Our Verdict
The Infinix Zero Ultra won't come with the same name recognition as the top smartphone brands, but it comes with camera specs rivalling the very best, at a very affordable price too. With a 200MP main camera, a 32MP selfie camera, stylish design and a sharp waterfall screen, the Zero Ultra is Insta-ready. However, it suffers from an underpowered processor, which leads to temperamental responses and unstable performance at times.
For
- Great camera
- Sharp night shots
- Bright, attractive waterfall screen
Against
- Underpowered last-gen processor
- Stuffed with unneeded preloaded apps
Why you can trust Creative Bloq
The Infinix Zero Ultra comes from a smartphone maker that many UK and US users may never have heard of. The China-based manufacturer has made a splash in other parts of the world, however, where the allure of quite eye-catching camera specs at affordable prices has helped the company gain a foothold, so now the UK market beckons.

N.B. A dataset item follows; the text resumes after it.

PR #2126, opened 2020-06-10
Use newlib-nano headers, FreeRTOS _impure_ptr hooks

avtolstoy:
### Problem

When building DeviceOS with ARM GCC toolchain, we link with a variant of newlib (an implementation of C standard library) called nano, which has certain trade-offs to reduce the code/RAM size.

Chipset: Mediatek Dimensity 920 (6 nm)
RAM: 8GB
Storage: 256GB
OS: Android 12, XOS 12
Screen: AMOLED, 6.8in waterfall screen, 1080 x 2400px
Cameras: 200 MP f/2.0, (wide), 1/1.22" 0.64µm, Dual Pixel PDAF, OIS 13 MP f/2.4, (ultrawide), AF 2 MP (macro), 32 MP f/2.0 (front)
Connectivity: Wi-Fi 6, Bluetooth, USB Type-C 2.0, NFC
Dimensions: 165.5 x 74.5 x 8.8 mm
Weight: 213g (7.51oz)
Battery: Li-Po 4500 mAh, non-removable
And what headline figures these are: A 200MP main camera with a 1/1.22" portrait camera, a macro cam and a 32MP front-facing selfie camera, with a Super Night mode that promises to catch night shots in quality that rivals the best of Samsung and Apple (the main camera has the same pixel figure as the newly released Samsung Galaxy S23, for example).
Along with superfast 180W charging, a widescreen 6.8-inch AMOLED waterfall screen and lots of power, you have the possibility of a giant slayer here.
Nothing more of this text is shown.